### DATA RECORDS
>>>
Issue #2912, opened 2020-09-14
Force editors to save first as draft or in review, then publish on the proofing pages.


kevwalsh:
## User Story or Problem Statement

Users shouldn't be able to save as published in node edit forms.

## Acceptance Criteria
- [x] On a node edit form, "published" is not an available moderation state.
- [x] All content type forms, for which moderation is enabled, have moderation state widget at the top of the proofing page
- [x] release note to CMS users in Slack, email and CMS release log

## Implementation steps
- [ ] form alter for the moderation widget considering the context in which it is rendered - view or edit node page

Issue #2570, opened 2020-08-05
Database error: SQLSTATE[HY000] [14] unable to open database file


ElijahLynn:
This appears to be happen on Behat runs on BRD deploys, you can also see this in Drupal logs (dblog). Note, this doesn't actually break anything and is just the SQLite DB. 

Reproduce with `cd /var/www/cms; sudo -u apache bash -c "source /etc/sysconfig/httpd; PATH=$PATH:/usr/local/bin composer yaml-tests behat --dry-run 2>&1"` on DEV. 

I checked file permissions and directory permissions and `apache` has correct read on both. 

```
 ┃ And I press "Save"                                                                                                                                                                               
 ┃ # Drupal\DrupalExtension\Context\MinkContext::pressButton()                                                                                                                                      
 ┃                                                                                                                                                                                                  
 ┃ Then I should see "Benefits detail page VA blind and low vision rehabilitation services - EDITED has                  ┃ been updated."                                                           
                                                                                                                                                                                                    
 ┃ # Drupal\DrupalExtension\Context\MinkContext::assertPageContainsText()                                                                                                                           
 ┃                                                                                                                                                                                                  
 ┃ Aug 05 15:53:56 simplesamlphp ERROR [CL210e7a0c] Error loading session: Database error: SQLSTATE[HY000] [14] unable   ┃ to open database file                                                    
                                                                                                                                                                                                    
 ┃                                                                                                                                                                                                  
 ┃ Uncaught PHP Exception Exception: "Database error: SQLSTATE[HY000] [14] unable to open database file" at              ┃ /var/www/cms/docroot/vendor/simplesamlphp/simplesamlphp/lib/SimpleSAML/St
ore/SQL.php line 63                                                                                                                                                                                 
```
<<<
### TASK DIRECTIONS
Show a copy of each line from the records above in which the string "proofing" occurs.

### EXPECTED OUTPUT
Force editors to save first as draft or in review, then publish on the proofing pages.
- [x] All content type forms, for which moderation is enabled, have moderation state widget at the top of the proofing page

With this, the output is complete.